(PROBLEM REQUIREMENTS) Go through the listing below and return every line exactly.
BEGIN DATA PROVIDED
PR #2508, opened 2026-01-26
fix: race condition in cache manager's inMemoryCache

shiavm006:
## Description

Fixed critical race condition in cache manager's `inMemoryCache` map that could lead to data corruption, panics, and inconsistent cache state.

## Problem

The `inMemoryCache` map was accessed concurrently without proper synchronization:
1. `saveWatchObject` runs in a goroutine (via `CacheResponse`) and calls `updateInMemoryCache`
2. `queryInMemoryCache` returns pointers directly from the map after releasing the lock
3. Objects stored in cache could be modified concurrently by multiple goroutines

## Solution
- **Deep copy on write**: Objects are deep copied before storing in `inMemoryCacheFor` to ensure cached objects are independent
- **Deep copy on read**: Objects are deep copied while holding the RLock in `queryInMemoryCache` to prevent map entry replacement during copy
- **Nil safety**: Added defensive nil checks to handle edge cases gracefully

### DIFF
--- a/pkg/yurthub/cachemanager/cache_manager.go
+++ b/pkg/yurthub/cachemanager/cache_manager.go
@@ -698,8 +698,8 @@ func (cm *cacheManager) inMemoryCacheFor(key string, obj runtime.Object) {
 	// This prevents race conditions where the original object might be modified
 	// by other goroutines after being stored in the cache.
 	if obj == nil {
-		// If obj is nil, store nil (should not happen in practice, but handle gracefully)
-		cm.inMemoryCache[key] = nil
+		// If obj is nil, don't store anything - queryInMemoryCache should return
+		// ErrInMemoryCacheMiss for non-existent keys, not return a nil object.
 		return
 	}
 	cm.inMemoryCache[key] = obj.DeepCopyObject()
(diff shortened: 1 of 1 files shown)


pkg/yurthub/cachemanager/cache_manager.go
```diff
@@ -694,7 +694,15 @@ func (cm *cacheManager) storeObjectWithKey(key storage.Key, obj runtime.Object)
 func (cm *cacheManager) inMemoryCacheFor(key string, obj runtime.Object) {
 	cm.Lock()
 	defer cm.Unlock()
-	cm.inMemoryCache[key] = obj
+	// Deep copy before storing to ensure cached objects are independent.
+	// This prevents race conditions where the original object might be modified
+	// by other goroutines after being stored in the cache.
+	if obj == nil {
+		// If obj is nil, store nil (should not happen in practice, but handle gracefully)
+		cm.inMemoryCache[key] = nil
```
rambohe-ch: If obj is nil, we should not store `nil` for the key. because we should return `ErrInMemoryCacheMiss` when   
object doesn't exist. how about return directly?

shiavm006: make sense done that

PR #2509, opened 2026-01-28
avoid panic on pod without owner refs

shiavm006:
- Prevents a panic in pkg/yurthub/otaupdate/ota.go when UpdatePod is called on a Pod with an empty ownerReferences list.
- Adds a guard (len(ownerRefs) == 0) and returns 400 BadRequest with message "Pod has no owner references" instead of  crashing.
- Adds a unit test covering the no-ownerRefs case in pkg/yurthub/otaupdate/ota_test.go.


zyjhtangtang (approved):

shiavm006:
hey @zyjhtangtang r u active on the slack channel ?

PR #719, opened 2021-03-31
Use IterateBatchedSend on azure queue storage output

mfamador:
Hi!
I've made this very tiny change to use IterateBatchedSend on Azure Queue Storage output


Jeffail:
Looks good, thanks @mfamador

PR #721, opened 2021-04-01
Bail out if Azure blob storage input creds become invalid

### LINKED ISSUE #684: Exiting if creds / tokens expire after a while
Is there any mechanism at the input/output level to instruct Benthos to stop trying to read / write messages and exit if it gets an invalid / expired credentials error? I'd be interested to implement this for Azure (for now). Or can it be achieved somehow with some try / catch config?

mihaitodor:
This fixes #684 for my use case. I think we're OK for now to hang in a retry loop if the creds are not valid upfront and `ConnectWithContext` can't succeed. Since the Benthos semantics are to keep retrying to send a message if the output is blocked, I haven't changed the behaviour on the output side, so it will keep trying forever. In such cases, it's best to watch metrics and have some external coordinator take action if needed.

I looked into making a similar change for Google Cloud Storage, but it seems that the keys I'm able to generate ([Application Default Credentials](https://cloud.google.com/storage/docs/authentication#libauth)) don't support having an expiration date. I did try deleting the keys while files are still being copied from a bucket and, after a while, the client library stops reading data, but I couldn't see any way to distinguish that from a context cancelled / timeout error. Will leave this as is for now.

### DIFF
--- a/lib/input/azure_blob_storage.go
+++ b/lib/input/azure_blob_storage.go
@@ -7,6 +7,7 @@ import (
 	"errors"
 	"fmt"
 	"io"
+	"net/http"
 	"net/url"
 	"strconv"
 	"strings"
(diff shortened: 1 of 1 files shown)


mihaitodor:
Hmmm... Struggling to replicate that test (`go test -v -run ^TestSequenceSad$ -count 2 -race ./lib/input`) crash on localhost, but no luck. I don't think it's my fault, but I'm looking to see why it's flakey.

Jeffail:
Don't worry about the sequences they don't own us and they certainly can't tell us what to do.

PR #728, opened 2021-04-08
Use acknowledge `context` from parameter to prevent expired context error

mfamador:
Hi!
The ack function was using the read context instead of using the one from the parameters.
It would make the acks fail with context expired when the messages take too long to acknowledge.


Jeffail:
Looks good, thanks @mfamador!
END DATA PROVIDED
(THE COMPLETED TASK)
PR #2508, opened 2026-01-26
fix: race condition in cache manager's inMemoryCache

shiavm006:
## Description

Fixed critical race condition in cache manager's `inMemoryCache` map that could lead to data corruption, panics, and inconsistent cache state.

## Problem

The `inMemoryCache` map was accessed concurrently without proper synchronization:
1. `saveWatchObject` runs in a goroutine (via `CacheResponse`) and calls `updateInMemoryCache`
2. `queryInMemoryCache` returns pointers directly from the map after releasing the lock
3. Objects stored in cache could be modified concurrently by multiple goroutines

## Solution
- **Deep copy on write**: Objects are deep copied before storing in `inMemoryCacheFor` to ensure cached objects are independent
- **Deep copy on read**: Objects are deep copied while holding the RLock in `queryInMemoryCache` to prevent map entry replacement during copy
- **Nil safety**: Added defensive nil checks to handle edge cases gracefully

### DIFF
--- a/pkg/yurthub/cachemanager/cache_manager.go
+++ b/pkg/yurthub/cachemanager/cache_manager.go
@@ -698,8 +698,8 @@ func (cm *cacheManager) inMemoryCacheFor(key string, obj runtime.Object) {
 	// This prevents race conditions where the original object might be modified
 	// by other goroutines after being stored in the cache.
 	if obj == nil {
-		// If obj is nil, store nil (should not happen in practice, but handle gracefully)
-		cm.inMemoryCache[key] = nil
+		// If obj is nil, don't store anything - queryInMemoryCache should return
+		// ErrInMemoryCacheMiss for non-existent keys, not return a nil object.
 		return
 	}
 	cm.inMemoryCache[key] = obj.DeepCopyObject()
(diff shortened: 1 of 1 files shown)


pkg/yurthub/cachemanager/cache_manager.go
```diff
@@ -694,7 +694,15 @@ func (cm *cacheManager) storeObjectWithKey(key storage.Key, obj runtime.Object)
 func (cm *cacheManager) inMemoryCacheFor(key string, obj runtime.Object) {
 	cm.Lock()
 	defer cm.Unlock()
-	cm.inMemoryCache[key] = obj
+	// Deep copy before storing to ensure cached objects are independent.
+	// This prevents race conditions where the original object might be modified
+	// by other goroutines after being stored in the cache.
+	if obj == nil {
+		// If obj is nil, store nil (should not happen in practice, but handle gracefully)
+		cm.inMemoryCache[key] = nil
```
rambohe-ch: If obj is nil, we should not store `nil` for the key. because we should return `ErrInMemoryCacheMiss` when   
object doesn't exist. how about return directly?

shiavm006: make sense done that

PR #2509, opened 2026-01-28
avoid panic on pod without owner refs

shiavm006:
- Prevents a panic in pkg/yurthub/otaupdate/ota.go when UpdatePod is called on a Pod with an empty ownerReferences list.
- Adds a guard (len(ownerRefs) == 0) and returns 400 BadRequest with message "Pod has no owner references" instead of  crashing.
- Adds a unit test covering the no-ownerRefs case in pkg/yurthub/otaupdate/ota_test.go.


zyjhtangtang (approved):

shiavm006:
hey @zyjhtangtang r u active on the slack channel ?

PR #719, opened 2021-03-31
Use IterateBatchedSend on azure queue storage output

mfamador:
Hi!
I've made this very tiny change to use IterateBatchedSend on Azure Queue Storage output


Jeffail:
Looks good, thanks @mfamador

PR #721, opened 2021-04-01
Bail out if Azure blob storage input creds become invalid

### LINKED ISSUE #684: Exiting if creds / tokens expire after a while
Is there any mechanism at the input/output level to instruct Benthos to stop trying to read / write messages and exit if it gets an invalid / expired credentials error? I'd be interested to implement this for Azure (for now). Or can it be achieved somehow with some try / catch config?

mihaitodor:
This fixes #684 for my use case. I think we're OK for now to hang in a retry loop if the creds are not valid upfront and `ConnectWithContext` can't succeed. Since the Benthos semantics are to keep retrying to send a message if the output is blocked, I haven't changed the behaviour on the output side, so it will keep trying forever. In such cases, it's best to watch metrics and have some external coordinator take action if needed.

I looked into making a similar change for Google Cloud Storage, but it seems that the keys I'm able to generate ([Application Default Credentials](https://cloud.google.com/storage/docs/authentication#libauth)) don't support having an expiration date. I did try deleting the keys while files are still being copied from a bucket and, after a while, the client library stops reading data, but I couldn't see any way to distinguish that from a context cancelled / timeout error. Will leave this as is for now.

### DIFF
--- a/lib/input/azure_blob_storage.go
+++ b/lib/input/azure_blob_storage.go
@@ -7,6 +7,7 @@ import (
 	"errors"
 	"fmt"
 	"io"
+	"net/http"
 	"net/url"
 	"strconv"
 	"strings"
(diff shortened: 1 of 1 files shown)


mihaitodor:
Hmmm... Struggling to replicate that test (`go test -v -run ^TestSequenceSad$ -count 2 -race ./lib/input`) crash on localhost, but no luck. I don't think it's my fault, but I'm looking to see why it's flakey.

Jeffail:
Don't worry about the sequences they don't own us and they certainly can't tell us what to do.

PR #728, opened 2021-04-08
Use acknowledge `context` from parameter to prevent expired context error

mfamador:
Hi!
The ack function was using the read context instead of using the one from the parameters.
It would make the acks fail with context expired when the messages take too long to acknowledge.


Jeffail:
Looks good, thanks @mfamador!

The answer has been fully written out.